CMOSE: Comprehensive Multi-Modality Online Student Engagement Dataset with High-Quality Labels
Chi-hsuan Wu, Shih-yang Liu, Xijie Huang, Xingbo Wang, Rong Zhang, Luca Minciullo, Wong Kai Yiu, Kenny Kwan, Kwang-Ting Cheng
TL;DR
This paper addresses the challenge of detecting online student engagement by introducing the CMOSE dataset with psychology-guided, high-quality labels and a multi-modal collection of visual, audio, and chat data. It proposes MocoRank, a MoCo-inspired training mechanism that handles data imbalance, intra-class variation, and ordinal relationships through a Score Pool and a Multi-Margin Loss that leverages relative comparisons. The approach combines high-level visual features with I3D representations and audio cues, yielding superior performance compared with traditional losses; multi-modality improves robustness, and transferability experiments show CMOSE pretraining enables stronger cross-dataset performance.
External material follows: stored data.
PR #3391, opened 2023-01-07
fix(docs): Pattern tutorial: Change "you/your" to "we/us/our". Fixes #2982

### LINKED ISSUE #2982: [docs]: (pattern-design-tutorial) Change instances of "your" to "our".

https://freesewing.dev/tutorials/pattern-design/structure

No, I am not 😞

### Suggested content

The v3 pattern design tutorial has been updated so the old `your-first-part` file name/directory is now `our-first-part`, and `completing-your-pattern` was renamed `completing-our-pattern`. The conclusion page was also updated to link to the new `our-first-part` and `completing-our-pattern` URLs. Based on this, it appears that the intention is to use "our" instead of "your" wording in the tutorial going forward.

The tutorial currently uses an inconsistent mix of "your" and "our" wording. And, there is now a 404 link to the old `your-first-part` URL. 

This bug is that instances of "your" should be changed to "our" in filenames, links, and text throughout the pattern design tutorial for consistency. (This would also require renaming the `testing-your-pattern` directory.)

### Additional context

_No response_

BenJamesBen:
(This PR assumes that we want #2982 fixed in this way. We could fix it in the other direction, back to "you/your".)


markdown/dev/tutorials/pattern-design/adding-measurements/en.md
```diff
@@ -8,8 +8,8 @@ we are going to draft our pattern according to the measurements provided to us.
 
 Which begs the question, which measurements?
 
-It is you, as the pattern designer, who decides which measurements are used
-to draft your pattern. For our bib, the only measurement we need is the
+It is we, as the pattern designers, who decides which measurements are used
```
joostdecock, line 11: We need to drop the `s` from `decides` here

joostdecock (approved):

markdown/dev/tutorials/pattern-design/adding-measurements/en.md
BenJamesBen: Addressed in PR #3410 .

SeaZeeZee:
I think we should return the pattern tutorial to how it was previously because I think using plural pronouns in this case takes agency away from the person following the tutorial. It makes it sound as if the writer is doing this together with the reader but the reader is the one following the tutorial and executing the work. 

Maybe we should bring this up in a contributors call.

BenJamesBen:
I added the issue to the Feb. 4 Contributor Call agenda: https://github.com/freesewing/freesewing/discussions/3460

PR #3396, opened 2023-01-07
[Fixes #3273] Get stack name using current settings rather than all settings

### LINKED ISSUE #3273: [bug]: Examples stacks are no longer stacking

The Examples design previously produced a pattern that looked like a face. The individual elements of the face were individual layers, and when stacked together the layers would produce the face. However, something has changed such that the parts no longer stack and are instead spread out.

Screenshot 2022-12-21 at 10 36 56 AM

designs/examples

No, I am not 😞

### Additional context

_No response_

eriese:


BenJamesBen:
I tested the changes in the localhost lab, and the Examples design stacks "face" now appears:
Screenshot 2023-01-09 at 12 25 07 AM

joostdecock (approved):

PR #248, opened 2022-06-17
Add new GA domain to security policy

JonathanHallam:
A new domain has caused our [smoke tests to fail](https://deploy.integration.publishing.service.gov.uk/job/Smokey/40512/console) This adds the new domain in which will hopefully fix the issue


1pretz1 (approved):
LGTM

PR #250, opened 2022-06-20
Add region1.google-analytics.com to CSP

gclssvglx:
## What

We should update the [Content Security Policy (CSP)](https://github.com/alphagov/govuk_app_config/blob/4c7198b26acdb096be318c7aa343d46f02b7728d/lib/govuk_app_config/govuk_content_security_policy.rb) with `region1.google-analytics.com`.

## Why

The current CSP is throwing intermittent errors [on integration](https://www.integration.publishing.service.gov.uk/).

## Screenshots

| Before | After |
|---|---|
|Screenshot 2022-06-20 at 08 45 36| |

[Trello](https://trello.com/c/o7LqB0tL/105-update-content-security-policy-csp)

### DIFF
--- a/CHANGELOG.md
+++ b/CHANGELOG.md
@@ -1,3 +1,7 @@
+# 4.6.3
+
+- Adds `region1.google-analytics.com` to the security policy for GA ([#250](https://github.com/alphagov/govuk_app_config/pull/250))
+
 # 4.6.2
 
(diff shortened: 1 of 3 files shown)


JonathanHallam (approved):
If this works we probably want to remove the www. line. Happy to approve for now to get smokey running properly

PR #253, opened 2022-07-25
WIP - allow CSP to be disabled entirely

richardTowers:
At the moment we only have two settings for our CSP - fully on, or "report-only".

We don't actually have a working report-uri to point our CSP reports at.
It would be better to have no CSP at all in production than to have a broken report-only CSP.

It may be better to have an enum flag like:

GOVUK_CSP_MODE = {"on","report-only","disabled"}

... but that would be a little more work to implement.

This will require an additional change in GOV.UK puppet.


kevindew:
I'm going to optimistically close this since we have a working CSP report URI again.

PR #255, opened 2022-08-03
Add Sidekiq Prometheus instrumentation

fredericfran-gds:
Add Sidekiq Prometheus instrumentation
If Sidekiq is present, add the Sidekiq Prometheus instrumentation.

Ref:
1. [trello card](https://trello.com/c/K8aUtwz4/974-graphs-for-sidekiq-queues-in-grafana)

### DIFF
--- a/lib/govuk_app_config/govuk_prometheus_exporter.rb
+++ b/lib/govuk_app_config/govuk_prometheus_exporter.rb
@@ -1,13 +1,35 @@
 module GovukPrometheusExporter
+  def self.should_configure
+    ENV["GOVUK_PROMETHEUS_EXPORTER"] == "true" && !(defined?(Rails) && Rails.env == "test")
+  end
+
   def self.configure
-    unless Rails.env == "test" || (ENV["GOVUK_PROMETHEUS_EXPORTER"]) != "true"
-      require "prometheus_exporter"
-      require "prometheus_exporter/server"
-      require "prometheus_exporter/middleware"
+    return unless should_configure
 
-      server = PrometheusExporter::Server::WebServer.new bind: "0.0.0.0", port: 9394
-      server.start
+    require "prometheus_exporter"
+    require "prometheus_exporter/server"
+    require "prometheus_exporter/middleware"
 
+    if defined?(Sidekiq)
+      Sidekiq.configure_server do |config|
+        require "prometheus_exporter/instrumentation"
+        config.server_middleware do |chain|
+          chain.add PrometheusExporter::Instrumentation::Sidekiq
+        end
+        config.death_handlers << PrometheusExporter::Instrumentation::Sidekiq.death_handler
+        config.on :startup do
+          PrometheusExporter::Instrumentation::Process.start(type: "sidekiq")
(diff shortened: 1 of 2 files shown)


lib/govuk_app_config/govuk_prometheus_exporter.rb
```diff
@@ -1,14 +1,34 @@
 module GovukPrometheusExporter
   def self.configure
-    unless Rails.env == "test" || (ENV["GOVUK_PROMETHEUS_EXPORTER"]) != "true"
+    if (ENV["GOVUK_PROMETHEUS_EXPORTER"]) == "true"
+      return if defined?(Rails) ? Rails.env == "test" : false
```
sengi, line 4: Highly recommend factoring the condition out into a separate function to make the logic clearer. Something like

```ruby
def self.should_configure
  ENV['GOVUK_PROMETHEUS_EXPORTER'] == 'true' && defined? Rails && Rails.env != 'test'
end

def self.configure
  return unless should_configure

  require 'prometheus_exporter'
...
```

lib/govuk_app_config/govuk_prometheus_exporter.rb
```diff
@@ -1,14 +1,34 @@
...
+          end
+        end
+      end
+
       server = PrometheusExporter::Server::WebServer.new bind: "0.0.0.0", port: 9394
       server.start
 
-      Rails.application.middleware.unshift PrometheusExporter::Middleware
+      if defined?(Rails)
+        Rails.application.middleware.unshift PrometheusExporter::Middleware
```
sengi, line 30: Is it preferable to use the [`config.middleware` interface](https://guides.rubyonrails.org/configuring.html#adding-custom-middleware) here rather than manipulating `application.middleware` directly?
```suggestion
        Rails.application.config.middleware.insert_before 0, PrometheusExporter::Middleware
```

lib/govuk_app_config/govuk_prometheus_exporter.rb
```diff
@@ -1,14 +1,34 @@
...
 
+      if defined?(Sidekiq)
+        Sidekiq.configure_server do |config|
+          require "prometheus_exporter/instrumentation"
+          config.server_middleware do |chain|
+            chain.add PrometheusExporter::Instrumentation::Sidekiq
+          end
+          config.death_handlers << PrometheusExporter::Instrumentation::Sidekiq.death_handler
+          config.on :startup do
+            PrometheusExporter::Instrumentation::Process.start type: "sidekiq"
```
sengi, line 18:
```suggestion
            PrometheusExporter::Instrumentation::Process.start(type: "sidekiq")
```
https://rubystyle.guide/#method-call-parentheses
(similarly throughout)

lib/govuk_app_config/govuk_prometheus_exporter.rb
fredericfran-gds: I copied it across from the documentatio: https://github.com/discourse/prometheus_exporter/blob/main/README.md#rails-integration

kentsanggds (approved):
LGTM

PR #256, opened 2022-08-12
Release version 4.7.0 of the Gem

fredericfran-gds:
This will include #255 where Prometheus Sidekiq monitoring is
added.


fredericfran-gds:
There are other changes but they seem to fall under the categories:
1. update of dependent gems which I don't see people adding in the change log
2. updates some infrastructure code unrelated to the Gem itself

sengi (approved):
👍

PR #260, opened 2022-08-19
Enable EKS environment names for Sentry

theseanything:
This adds environment names for EKS versions of integration, staging and production.


sengi (approved):
LGTM — I think we'll need these in order to tell easily between errors that are unique to one or other hosting environment vs common to both.

sengi:
I think you might need to add these [here](https://github.com/alphagov/govuk_app_config/blob/d61d40c/lib/govuk_app_config/govuk_error/configuration.rb#L20) as well.

PR #261, opened 2022-09-01
Add GovukProxy::StaticProxy for development

theseanything:
This class can be loaded as Rack middleware and will proxy any requests with the path prefix of `/assets/static` to backend specified. This is useful as it enables Static to use relative paths and the dependent  frontend application can forward those requests. This allows us to switch Static to use relative path and allow us to have development environment and not run Static locally (i.e. forward request to production version of Static).

Rails can be made to initialise the proxy middleware by setting the `GOVUK_PROXY_STATIC_ENABLED=true` env var.

### DIFF
--- a/govuk_app_config.gemspec
+++ b/govuk_app_config.gemspec
@@ -21,6 +21,7 @@ Gem::Specification.new do |spec|
   spec.require_paths = %w[lib]
 
   spec.add_dependency "logstasher", "~> 2.1"
+  spec.add_dependency "plek", "~> 4"
   spec.add_dependency "prometheus_exporter", "~> 2.0"
   spec.add_dependency "puma", "~> 5.6"
   spec.add_dependency "rack-proxy", "~> 0.7"
--- a/govuk_app_config.gemspec
+++ b/govuk_app_config.gemspec
@@ -23,6 +23,7 @@ Gem::Specification.new do |spec|
   spec.add_dependency "logstasher", "~> 2.1"
   spec.add_dependency "prometheus_exporter", "~> 2.0"
   spec.add_dependency "puma", "~> 5.6"
+  spec.add_dependency "rack-proxy", "~> 0.7"
   spec.add_dependency "sentry-rails", "~> 5.3"
   spec.add_dependency "sentry-ruby", "~> 5.3"
   spec.add_dependency "statsd-ruby", "~> 1.5"
--- a/lib/govuk_app_config/govuk_proxy/static_proxy.rb
+++ b/lib/govuk_app_config/govuk_proxy/static_proxy.rb
@@ -1,0 +1,19 @@
+require "rack-proxy"
+
+module GovukProxy
+  class StaticProxy < Rack::Proxy
+    def perform_request(env)
+      request = Rack::Request.new(env)
+
+      # use rack proxy to forward any requests for /assets/static/*
+      # this regex needs to match the path set for `Rails.application.config.assets.prefix` in Static
+      # https://github.com/alphagov/static/blob/main/config/initializers/assets.rb
+      if request.path =~ %r{^/assets/static/}
+        env["HTTP_HOST"] = @backend.host
+        super(env)
+      else
+        @app.call(env)
+      end
+    end
+  end
+end
--- a/lib/govuk_app_config/railtie.rb
+++ b/lib/govuk_app_config/railtie.rb
@@ -1,5 +1,14 @@
+require "plek"
+
 module GovukAppConfig
   class Railtie < Rails::Railtie
+    initializer "govuk_app_config.configure_govuk_proxy" do |app|
+      if ENV["GOVUK_PROXY_STATIC_ENABLED"] == "true"
+        static_url = Plek.new.find("static")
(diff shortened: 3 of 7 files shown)


spec/lib/govuk_proxy/static_proxy_spec.rb
```diff
@@ -0,0 +1,40 @@
...
+  it "ignores requests with no path" do
+    test_request("/", false)
+  end
+end
+
+def test_request(path, proxied)
+  dest_host = (proxied ? static_domain : app_domain)
+
+  stub_request(:get, "https://#{dest_host}#{path}")
+      .with(headers: { "Host" => dest_host, "X-Forwarded-For" => "" })
```
sengi, line 34: Would it also be useful to simulate `X-Forwarded-Host` here? (I don't know if it matters, just something to consider)

sengi (approved):

spec/lib/govuk_proxy/static_proxy_spec.rb
```diff
@@ -0,0 +1,40 @@
...
+  it "ignores requests where /asset/static isn't a prefix" do
+    test_request("/another/prefix/assets/static/a.css", false)
+  end
+
+  it "ignores requests with no path" do
+    test_request("/", false)
+  end
+end
+
+def test_request(path, proxied)
```
kevindew, line 30: You should define this helper method within the RSpec describe method, as it'd be only scoped to tests there, whereas here it is a global function available to the whole app (defined as a method on `Object`)

spec/lib/govuk_proxy/static_proxy_spec.rb
```diff
@@ -0,0 +1,40 @@
...
+require "govuk_app_config/govuk_proxy/static_proxy"
+require "rack/mock"
+
+RSpec.describe GovukProxy::StaticProxy do
+  # dummy app to validate success
+  let(:app) { ->(_env) { [200, {}, "success"] } }
+  let(:app_domain) { "app.domain" }
+  let(:static_domain) { "static.domain" }
+
+  subject { GovukProxy::StaticProxy.new(app, backend: "https://static.domain", streaming: false) }
```
kevindew, line 11: I think this use of [unnamed subject](https://rspec.rubystyle.guide/#use-subject) would fall foul of RSpec linting rules. I've had a look and they're not on for this app so predictably running them is a bit grim. May want to just change this to 

`let(:proxy) { described_class.new(app, backend: "https://static.domain", streaming: false) }` to not leave linting issues.

kevindew (commented):
Really great idea here Sean - implementation looks nice and simple too which is great 👍 

Only substantial comment is regarding usage of Plek.

spec/lib/govuk_proxy/static_proxy_spec.rb
theseanything: Updated - thanks!

lib/govuk_app_config/govuk_proxy/static_proxy.rb
```diff
@@ -0,0 +1,17 @@
+require "rack-proxy"
+
+module GovukProxy
+  class StaticProxy < Rack::Proxy
+    def perform_request(env)
+      request = Rack::Request.new(env)
+
+      # use rack proxy to forward any requests for /assets/static/*
+      if request.path =~ %r{^/assets/static/}
```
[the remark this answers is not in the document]
theseanything: Comment added

spec/lib/govuk_proxy/static_proxy_spec.rb
theseanything: moved

spec/lib/govuk_proxy/static_proxy_spec.rb
theseanything: So don't really need X-Forwarded-Host here - we aren't doing anything with it the proxy, nor do we need it for any of the request we forward onto Static for development. 

Accidentally left in copied from a template. 🤦🏻

lib/govuk_app_config/railtie.rb
```diff
@@ -1,5 +1,10 @@
 module GovukAppConfig
   class Railtie < Rails::Railtie
+    initializer "govuk_app_config.configure_govuk_proxy" do |app|
+      static_url = ENV["GOVUK_PROXY_STATIC_URL"]
+      app.middleware.use GovukProxy::StaticProxy, backend: static_url if static_url.present?
```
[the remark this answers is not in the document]
theseanything: Yup agree - was a bit clunky having to set to URLs. Switched by to using Plek.

govuk_app_config.gemspec
```diff
@@ -23,6 +23,7 @@ Gem::Specification.new do |spec|
   spec.add_dependency "logstasher", "~> 2.1"
   spec.add_dependency "prometheus_exporter", "~> 2.0"
   spec.add_dependency "puma", "~> 5.6"
+  spec.add_dependency "rack-proxy", "~> 0.7"
```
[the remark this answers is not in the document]
sengi: Ah ignore me — thanks for clearing that up for me!

kevindew (approved):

Overall, the work provides a comprehensive dataset, a novel learning objective, and practical insights for building effective, multi-modal engagement recognition systems in online education.
Abstract
Online learning is a rapidly growing industry. However, a major doubt about online learning is whether students are as engaged as they are in face-to-face classes. An engagement recognition system can notify the instructors about the students condition and improve the learning experience. Current challenges in engagement detection involve poor label quality, extreme data imbalance, and intra-class variety - the variety of behaviors at a certain engagement level. To address these problems, we present the CMOSE dataset, which contains a large number of data from different engagement levels and high-quality labels annotated according to psychological advice. We also propose a training mechanism MocoRank to handle the intra-class variety and the ordinal pattern of different degrees of engagement classes. MocoRank outperforms prior engagement detection frameworks, achieving a 1.32% increase in overall accuracy and 5.05% improvement in average accuracy. Further, we demonstrate the effectiveness of multi-modality in engagement detection by combining video features with speech and audio features. The data transferability experiments also state that the proposed CMOSE dataset provides superior label quality and behavior diversity.